# [WHAT IS NEEDED]
Lines containing "upper": state how many there are in these entries, and write only that number.

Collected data
------------------------
PR #2352, opened 2024-11-04
ci: astyle_config: add padding options

amiclaus:
## Pull Request Description

Add padding options in order to ease the review process. The astyle build checks the following:

- add spaces between 'if', 'for', 'while' keywords and parens
- remove spaces inside parentheses
- Add space after commas

## PR Type
- [ ] Bug fix (change that fixes an issue)
- [x] New feature (change that adds new functionality)
- [ ] Breaking change (has dependencies in other repos or will cause CI to fail)

## PR Checklist
- [ ] I have followed the [Coding style guidelines](http://analogdevicesinc.github.io/no-OS/drivers_guide.html#coding-style)
- [ ] I have performed a self-review of the changes
- [ ] I have commented my code, at least hard-to-understand parts
- [ ] I have build all projects affected by the changes in this PR
- [x] I have tested in hardware affected projects, at the relevant boards
- [x] I have signed off all commits from this PR
- [ ] I have updated the documentation (wiki pages, ReadMe etc), if applies

PR #2351, opened 2024-11-04
Add support for LTC4162L

mrcsosa:
## Pull Request Description

Please replace this with a detailed description and motivation of the changes. 
You can tick the checkboxes below with an 'x' between square brackets or just check them after publishing the PR. 
If this PR contains a breaking change, list dependent PRs and try to push all related PRs at the same time.

## PR Type
- [ ] Bug fix (change that fixes an issue)
- [x] New feature (change that adds new functionality)
- [ ] Breaking change (has dependencies in other repos or will cause CI to fail)

## PR Checklist
- [x] I have followed the [Coding style guidelines](http://analogdevicesinc.github.io/no-OS/drivers_guide.html#coding-style)
- [x] I have performed a self-review of the changes
- [x] I have commented my code, at least hard-to-understand parts
- [ ] I have build all projects affected by the changes in this PR
- [x] I have tested in hardware affected projects, at the relevant boards
- [x] I have signed off all commits from this PR
- [ ] I have updated the documentation (wiki pages, ReadMe etc), if applies

PR #2361, opened 2024-11-09
add ad5293 drivers 

mi-zeng:
## Pull Request Description
drivers includes
1. no-os initilization
2. calibration, wiper r/w ,hard/soft reset and other operation
3. daisy-chain multiple chip support

has formatted according to #2352 code style with astyle.sh

## PR Type

## PR Checklist


amiclaus (commented):
there are some build issues that need addressing in the first place. have a look at https://github.com/analogdevicesinc/no-OS/pull/2351 for example on how documentation should be integrated.

mi-zeng:
Hi,
  I have ref to #2351, modified related sphinx source file and a `make html` is build successful, please take a look.
best

drivers/potentiometer/ad5293/ad5293.c
```diff
@@ -0,0 +1,531 @@
...
+	// spi initialization
+	init_param->spi_init.mode = NO_OS_SPI_MODE_1; //CPOL=0, CPHA=1
+	ret = no_os_spi_init(& dev->spi_desc, & init_param->spi_init);
+	if (ret < 0) {
+		ret = - EIO;
+		goto error;
+	}
+
+	*device = dev;
+	printf("Initializing succeed.\r\n ");
```
buha, line 123: no need to put these messages in the device driver

drivers/potentiometer/ad5293/ad5293.c
```diff
@@ -0,0 +1,531 @@
...
+#include "no_os_delay.h"
+
+/***************************************************************************//**
+ * @brief Reset ad5293 chip info
+ *
+ * Reset ad5293 chip info to default situation after hard/soft reset
+ *
+ * @param dev - The device structure.
+ *
+ * @return NAN
```
buha, line 46: void

drivers/potentiometer/ad5293/ad5293.c
```diff
@@ -0,0 +1,531 @@
...
+
+	dev->chip = chp;
+
+	// reset all chips
+	ret = ad5293_hard_reset(dev);
+	if (ret < 0)
+		goto error;
+
+	// spi initialization
+	init_param->spi_init.mode = NO_OS_SPI_MODE_1; //CPOL=0, CPHA=1
```
buha, line 115: the comment is redundant, but as you wish

drivers/potentiometer/ad5293/ad5293.c
```diff
@@ -0,0 +1,531 @@
...
+			goto error;
+		}
+	}
+
+	// chip individual
+	dev->chip_num = init_param->chip_num;
+	chp = (struct ad5293_chip_info*)no_os_malloc(dev->chip_num * sizeof(* chp));
+	if (! chp) {
+		ret = - ENOMEM;
+		goto error;
```
buha, line 104: if you jump from here to `error` label, execution will attempt to free the unallocated `chp` pointer which is undefined behavior

drivers/potentiometer/ad5293/ad5293.c
```diff
@@ -0,0 +1,531 @@
...
+	int32_t ret = 0;
+
+	if ((! device) || (! init_param))
+		return - EINVAL;
+
+	dev = (struct ad5293_dev*)no_os_malloc(sizeof(* dev));
+	if (! dev)
+		return - ENOMEM;
+
+	printf("Initializing ad5293, number of chips %d.\r\n", init_param->chip_num);
```
buha, line 87: remove all printf statements from the device driver, they only belong to the application

you may use debug pr_* statements from no_os_print_log.h, but not printf directly

drivers/potentiometer/ad5293/ad5293.c
```diff
@@ -0,0 +1,531 @@
...
+		buf[2 * i] = (uint8_t)(CMD_SDO_Z >> 8);
+		buf[2 * i + 1] = (uint8_t)CMD_SDO_Z;
+	}
+
+	ret = no_os_spi_write_and_read(dev->spi_desc, & buf[0], sz);
+	if (ret < 0)
+		return ret;
+
+	memset(& buf, 0, sz);
+	ret = no_os_spi_write_and_read(dev->spi_desc, & buf[0], sz);
```
buha, line 254: you can return on the same line here

drivers/potentiometer/ad5293/ad5293.c
```diff
@@ -0,0 +1,531 @@
...
+	uint8_t i;
+	uint16_t sz = 2 * dev->chip_num;
+	uint8_t buf[sz];
+
+	for (i = 0; i < dev->chip_num; i++) {
+		buf[2 * i] = (uint8_t)(SHUTDOWN_FRAME(sd) >> 8);
+		buf[2 * i + 1] = (uint8_t)SHUTDOWN_FRAME(sd);
+	}
+
+	ret = no_os_spi_write_and_read(dev->spi_desc, & buf[0], sz);
```
buha, line 284: same here, return on the same line, no need for `ret` variable, please apply to all if there are other instances

drivers/potentiometer/ad5293/ad5293.h
```diff
@@ -0,0 +1,149 @@
...
+
+struct ad5293_dev {
+	/* SPI */
+	struct no_os_spi_desc	*spi_desc;
+	/* GPIO */
+	struct no_os_gpio_desc	*gpio_reset;
+	/* number of chips */
+	uint16_t chip_num;
+	/* pointer of chip struct  */
+	struct ad5293_chip_info* chip; //point to chip 0
```
buha, line 105: please document better the fact that this is an array and which instance it's used (daisy chain?)

drivers/potentiometer/ad5293/ad5293.h
```diff
@@ -0,0 +1,149 @@
...
+};
+
+struct ad5293_init_param {
+	/* SPI */
+	struct no_os_spi_init_param spi_init;
+	/* GPIO */
+	struct no_os_gpio_init_param* gpio_reset;
+	/* number of chips */
```
buha, line 113: same as above, is this the number of chips in daisy chain config ? 

i'd prefer it if the default uninitialized value of 0 would imply 1 chip

drivers/potentiometer/ad5293/ad5293.c
```diff
@@ -0,0 +1,531 @@
...
+ * @param dev - The device structure.
+ * @param cali - calibration mode selection.
+ * @param num - chip indication.
+ *
+ * @return nan
+ *******************************************************************************/
+void ad5293_update_cali(struct ad5293_dev* dev, enum calibration_mode_t cali,
+			uint8_t num)
+{
+	(dev->chip + num)->cali = cali;
```
buha, line 303: test num value, it should not be greatir than dev->chip_num, otherwise the API user can start overwriting memory with junk

drivers/potentiometer/ad5293/ad5293.h
```diff
@@ -0,0 +1,149 @@
...
+THE SOFTWARE IS PROVIDED "AS IS", WITHOUT WARRANTY OF ANY KIND, EXPRESS OR
+IMPLIED, INCLUDING BUT NOT LIMITED TO THE WARRANTIES OF MERCHANTABILITY,
+FITNESS FOR A PARTICULAR PURPOSE AND NONINFRINGEMENT. IN NO EVENT SHALL THE
+AUTHORS OR COPYRIGHT HOLDERS BE LIABLE FOR ANY CLAIM, DAMAGES OR OTHER
+LIABILITY, WHETHER IN AN ACTION OF CONTRACT, TORT OR OTHERWISE, ARISING FROM,
+OUT OF OR IN CONNECTION WITH THE SOFTWARE OR THE USE OR OTHER DEALINGS IN THE
+SOFTWARE.
+*******************************************************************************/
+
+#ifndef _ad5293_H_
```
buha, line 29: lower/upper case mix

drivers/potentiometer/ad5293/ad5293.h
```diff
@@ -0,0 +1,149 @@
...
+#define _ad5293_H_
+/*****************************************************************************/
```
buha, line 31: delete these comment delimiters, they are completely useless

i know we have a lot of them in our code but we should get rid of them

drivers/potentiometer/ad5293/ad5293.h
```diff
@@ -0,0 +1,149 @@
...
+};
+
+/* operation mode */
+enum operation_mode_t {
+	BUS,
+	DAISY_CHAIN
+};
+
+/* SDO mode */
+enum SDO_mode_t {
```
buha, line 78: lower/uppser case mix

drivers/potentiometer/ad5293/README.rst
```diff
@@ -0,0 +1,159 @@
...
+- Low resolution DAC replacements
+- Sensor calibration
+
+Device Configuration
+--------------------
+
+1.  Serial peripheral interface (SPI) is necessary to access device
+2.  Daisy-chain mode is required for multiple chip use, in this configuration 
+    chip select line remains low untill all bytes are shifted out
+3.  High impedence mode of SDO pin is not recommanded,
```
buha, line 28: this sentence needs rephrasing

drivers/potentiometer/ad5293/README.rst
```diff
@@ -0,0 +1,159 @@
...
+Device Configuration
+--------------------
+
+1.  Serial peripheral interface (SPI) is necessary to access device
+2.  Daisy-chain mode is required for multiple chip use, in this configuration 
+    chip select line remains low untill all bytes are shifted out
+3.  High impedence mode of SDO pin is not recommanded, 
+    as tested somehow this could cause communications 
+    unfunctional
+
```
buha, line 31: also i think more details are needed in the documentation

i just searched a random device driver .rst to use as template:
https://github.com/analogdevicesinc/no-OS/blob/main/drivers/adc/adm1177/README.rst

drivers/potentiometer/ad5293/ad5293.c
buha: this applies to many places where you do this pointer arithmetic

drivers/potentiometer/ad5293/ad5293.c
```diff
@@ -0,0 +1,531 @@
...
+ *                  -EIO - SPI communication error.
+ *                  -EIO - GPIO initialization error.
+ *                  0 - No errors encountered.
+ *******************************************************************************/
+int32_t ad5293_init(struct ad5293_dev **device,
+		    struct ad5293_init_param* init_param)
+{
+	struct ad5293_dev* dev;
+	struct ad5293_chip_info* chp;
+	int32_t ret = 0;
```
amiclaus, line 78: no need for explicit initialization.

drivers/potentiometer/ad5293/ad5293.c
```diff
@@ -0,0 +1,531 @@
...
+
+	dev = (struct ad5293_dev*)no_os_malloc(sizeof(* dev));
+	if (! dev)
+		return - ENOMEM;
+
+	printf("Initializing ad5293, number of chips %d.\r\n", init_param->chip_num);
+
+	// hardware reset pin initialization
+	if (init_param->gpio_reset) {
+		ret |= no_os_gpio_get_optional(& dev->gpio_reset, init_param->gpio_reset);
```
amiclaus, line 91: check ret after each assignment. avoid propagating errors with `|=`

drivers/potentiometer/ad5293/ad5293.c
```diff
@@ -0,0 +1,531 @@
...
+		ret |= no_os_gpio_set_value(dev->gpio_reset, NO_OS_GPIO_HIGH);
+		if (ret < 0) {
```
amiclaus, line 93: `if (ret)` check all occurences.

drivers/potentiometer/ad5293/ad5293.h
```diff
@@ -0,0 +1,149 @@
...
+/*****************************************************************************/
+/****************************** Include Files ********************************/
+/*****************************************************************************/
+#include <stdint.h>
+#include "no_os_gpio.h"
+#include "no_os_spi.h"
+#include "no_os_util.h"
+
+/* SPI Read/Write commands */
+#define CMD_NOP        0b0000
```
amiclaus, line 40: go for hex values here entirely.

drivers/potentiometer/ad5293/ad5293.h
```diff
@@ -0,0 +1,149 @@
...
+	struct no_os_spi_init_param spi_init;
+	/* GPIO */
+	struct no_os_gpio_init_param* gpio_reset;
+	/* number of chips */
+	uint16_t chip_num;
+};
+
+/*******************************functions prototype*******************************/
+/* Initialize the ad5293 device structure. */
+int32_t ad5293_init(struct ad5293_dev **device,
```
amiclaus, line 119: all functions should return `int`

drivers/potentiometer/ad5293/ad5293.c
mi-zeng: will add explicity initilazation to pointer dev and chp as NULL, then it won't affect even if chp is not allocated a address

drivers/potentiometer/ad5293/ad5293.c
mi-zeng: will remove `= 0`

drivers/potentiometer/ad5293/ad5293.c
mi-zeng: will check all function

drivers/potentiometer/ad5293/ad5293.c
mi-zeng: will add parameter num check in case of point to unallocated memory

drivers/potentiometer/ad5293/ad5293.h
mi-zeng: I would say value 0 imply 1 is fine for array, but 0 imply for 1 chip is kinda anti-intuitive. I would chose do a better documentation that explains this well. Do you insist on that?
Daisy chain is only supported for multiple chips, because I cant figure a clearly/comprehensive way to switch CS line configuration on spi_desc( especially when port changed).
In the way I wrote single and daisy chain mode are compatible, only difference is several more bytes needs to be set for SPI tranfer buffer, I think this is better.

drivers/potentiometer/ad5293/ad5293.h
mi-zeng: Do I have to return an error code? 
I returned data in last 2 get operation functions

mi-zeng:
11.17 
several change according to review
1. reorgnize document README.rst, add more description
2. fix void function return description
3. turn `ret` initialization as non-explicit
4. remove printf information
5. check `ret` for each ret assignment, simplify `if(ret<0)` as `if(ret)`
6. `chp` init as `NULL` to prevent undefined memory release behavior
7. simplify return and function return in same line
8. fix lower/upper case mix
9. remove redundant delimiters
10. marco define turn form binary to hex

mi-zeng:
any build error information from LinuxBuilds cppcheck?

buha:
here's the log if you dont have access to it:
```
drivers/potentiometer/ad5293/ad5293.c:149:6: error: Uninitialized variable: ret [uninitvar]
 if (ret)
     ^
drivers/potentiometer/ad5293/ad5293.c:313:9: error: Uninitialized variable: ret [uninitvar]
 return ret;
        ^
drivers/potentiometer/ad5293/ad5293.c:338:9: error: Uninitialized variable: ret [uninitvar]
 return ret;
        ^
```

drivers/potentiometer/ad5293/ad5293.c
buha: that works too

drivers/potentiometer/ad5293/ad5293.h
buha: My reasoning is one may use this device driver with 1-chip only, no daisy chain configuration needed, so they shouldn't bother to populate the ad5293_init_param.chip_num. So chip_num could be interpreted at 2 levels:
1. `if (chip_num)`, easy test that you will likely do in a few places in the device driver
2. chip_num value should mean the number of devices in daisy chain (document this as you proposed!): 0 - don't bother because of the test, 1 - you could treat it as invalid in the init() as it doesn't make sense, >=2 - use them to compute how many bytes need to be transferred

mi-zeng: Oh, I guess we have a misunderstanding here, since you are worrying 1 chip use. Let me explain clearer, 
1. if chip num is 1, hardware schamatic is normal SPI device topology. In init function 1 chip info struct space is allocated  for chip info. In drivers functions, sz indicate size of tranfer buffer size, so 2 is set. For communications 2 bytes will be shifted out.

memory allocate
>     chp = (struct ad5293_chip_info*)no_os_malloc(dev->chip_num * sizeof(* chp));
buffer array declare and size compute
> 	uint16_t sz = 2 * dev->chip_num;
> 	uint8_t buf[sz];
> 
> 	for (i = 0; i < dev->chip_num; i++) {
> 		buf[2 * i] = (uint8_t)(AD5293_R_WIPER_FRAME >> 8);
> 		buf[2 * i + 1] = (uint8_t)(AD5293_R_WIPER_FRAME);
> 	}
2. if chip num greater than 1,  hardware schamatic is required to be daisy chain. In init function `num` chip info space will be allocated for multiple chip. Driver functions will calculate proper size for data buffer, which is `2*num`, and there is no need to change anything because `no_os_spi_write_and_read` api keep CS line low until all `2*num` bytes are shifted.

The thing needs to change is the `chip_num` parameter for init struct and proper hardware topology, all programs work for both 1 chip or multiple chips set without necessary testing in operation functions. This is what meant by compatible. To avoid confusing I will add more description on README.

mi-zeng:
11.18
1. fix build error related code
2. add chip num check in init function
3. add struct member memory free in initilazation error part
4. add single chip setup description

mi-zeng:
BTY I found the access to check logs, thanks :>

amiclaus (approved):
------------------------
# [RESPONSE FOR THIS EXERCISE]
2